Work item :: Restating the records exactly is the whole task.

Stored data
PR #13992, opened 2026-08-27
feat(traces): multi-id and org-wide trace time range lookup

hengfeiyang:
Design at: https://github.com/openobserve/designs/blob/main/infrastructure/file-list/trace-time-range-multi-lookup.md

## Summary

- accept comma-separated `trace_id`/`session_id` lists (up to 100, trimmed and deduped) on the `time_range` API
- add an org-level `GET /api/{org_id}/traces/time_range` route that fans out across the org's indexed trace streams, with an optional `streams` filter; excluded from MCP tools (`x-o2-mcp enabled:false`, pinned by a test)
- accept an optional `start_time`/`end_time` caller bound: locate scans only the bound padded by the kind's expand window, while expand stays unbounded so found ranges are never truncated; `hint_ts` keeps its best-effort semantics
- report per-id three-state results — `found` (with the owning stream and range), `not_found` (bounds fully scanned), `timeout` (indeterminate) — plus `searched_range` and `partial_coverage`; the stream-scoped route keeps its legacy single-id fields, purely additive
- fan-out runs every (key, stream) pair through the existing locate/expand timer under one shared `ZO_QUERY_TIMEOUT` deadline with bounded concurrency; pairs walk stream-major and a key resolved in an earlier stream is skipped in later ones (a trace/session id lives in exactly one stream)
- org route skips streams the caller may not search (flagged via `partial_coverage`) instead of failing the request; skipped stream names are never listed

## Why

Callers don't always know which stream holds a trace (ids arrive from log lines, links, alerts), and batch callers hold dozens of ids from one time-windowed query. The caller-supplied bound is what makes `not_found` cheap: proving absence costs the bound, not the full coverage range. Details and follow-ups (batched IN scan, resolved-range cache, retention clamp) are in the design doc.

## Validation

- `cargo test -p openobserve-api-search --lib` — 154 passed
- `cargo test -p openobserve-api-http --lib` — 55 passed, including OpenAPI/MCP initialization asserting the org route is excluded from MCP while the stream route remains
- `cargo test -p config --lib router::` — 8 passed, including the new org-level dispatch case and the guard that it does not swallow the OTLP `/traces` ingest route
- `cargo fmt --all` and the CI clippy command over the workspace — clean
- enterprise-gated code verified by swapping in the enterprise `Cargo.toml.openobserve` and running `cargo check` on the touched crates — clean; the enterprise repository has no references to the `traces/time_range` routes, so no paired PR is needed

## Usage

Two routes, same query parameters. Times are microseconds.

```
GET /api/{org_id}/{stream_name}/traces/time_range   # one known stream
GET /api/{org_id}/traces/time_range                 # search all trace streams in the org
```

**Look up a batch of trace ids without knowing the stream** (up to 100, comma-separated; use `session_id=` instead for sessions — one kind per request):

```
GET /api/myorg/traces/time_range?trace_id=7f3a...b1,9c04...77,510d...e2
```

```json
{
  "results": [
    {"trace_id": "7f3a...b1", "stream": "default", "status": "found",
     "range": {"start_time": 1756270000000000, "end_time": 1756270042000000}},
    {"trace_id": "9c04...77", "status": "not_found"},
    {"trace_id": "510d...e2", "status": "timeout"}
  ],
  "partial_coverage": false
}
```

Written answer ::
PR #13992, opened 2026-08-27
feat(traces): multi-id and org-wide trace time range lookup

hengfeiyang:
Design at: https://github.com/openobserve/designs/blob/main/infrastructure/file-list/trace-time-range-multi-lookup.md

## Summary

- accept comma-separated `trace_id`/`session_id` lists (up to 100, trimmed and deduped) on the `time_range` API
- add an org-level `GET /api/{org_id}/traces/time_range` route that fans out across the org's indexed trace streams, with an optional `streams` filter; excluded from MCP tools (`x-o2-mcp enabled:false`, pinned by a test)
- accept an optional `start_time`/`end_time` caller bound: locate scans only the bound padded by the kind's expand window, while expand stays unbounded so found ranges are never truncated; `hint_ts` keeps its best-effort semantics
- report per-id three-state results — `found` (with the owning stream and range), `not_found` (bounds fully scanned), `timeout` (indeterminate) — plus `searched_range` and `partial_coverage`; the stream-scoped route keeps its legacy single-id fields, purely additive
- fan-out runs every (key, stream) pair through the existing locate/expand timer under one shared `ZO_QUERY_TIMEOUT` deadline with bounded concurrency; pairs walk stream-major and a key resolved in an earlier stream is skipped in later ones (a trace/session id lives in exactly one stream)
- org route skips streams the caller may not search (flagged via `partial_coverage`) instead of failing the request; skipped stream names are never listed

## Why

Callers don't always know which stream holds a trace (ids arrive from log lines, links, alerts), and batch callers hold dozens of ids from one time-windowed query. The caller-supplied bound is what makes `not_found` cheap: proving absence costs the bound, not the full coverage range. Details and follow-ups (batched IN scan, resolved-range cache, retention clamp) are in the design doc.

## Validation

- `cargo test -p openobserve-api-search --lib` — 154 passed
- `cargo test -p openobserve-api-http --lib` — 55 passed, including OpenAPI/MCP initialization asserting the org route is excluded from MCP while the stream route remains
- `cargo test -p config --lib router::` — 8 passed, including the new org-level dispatch case and the guard that it does not swallow the OTLP `/traces` ingest route
- `cargo fmt --all` and the CI clippy command over the workspace — clean
- enterprise-gated code verified by swapping in the enterprise `Cargo.toml.openobserve` and running `cargo check` on the touched crates — clean; the enterprise repository has no references to the `traces/time_range` routes, so no paired PR is needed

## Usage

Two routes, same query parameters. Times are microseconds.

```
GET /api/{org_id}/{stream_name}/traces/time_range   # one known stream
GET /api/{org_id}/traces/time_range                 # search all trace streams in the org
```

**Look up a batch of trace ids without knowing the stream** (up to 100, comma-separated; use `session_id=` instead for sessions — one kind per request):

```
GET /api/myorg/traces/time_range?trace_id=7f3a...b1,9c04...77,510d...e2
```

```json
{
  "results": [
    {"trace_id": "7f3a...b1", "stream": "default", "status": "found",
     "range": {"start_time": 1756270000000000, "end_time": 1756270042000000}},
    {"trace_id": "9c04...77", "status": "not_found"},
    {"trace_id": "510d...e2", "status": "timeout"}
  ],
  "partial_coverage": false
}
```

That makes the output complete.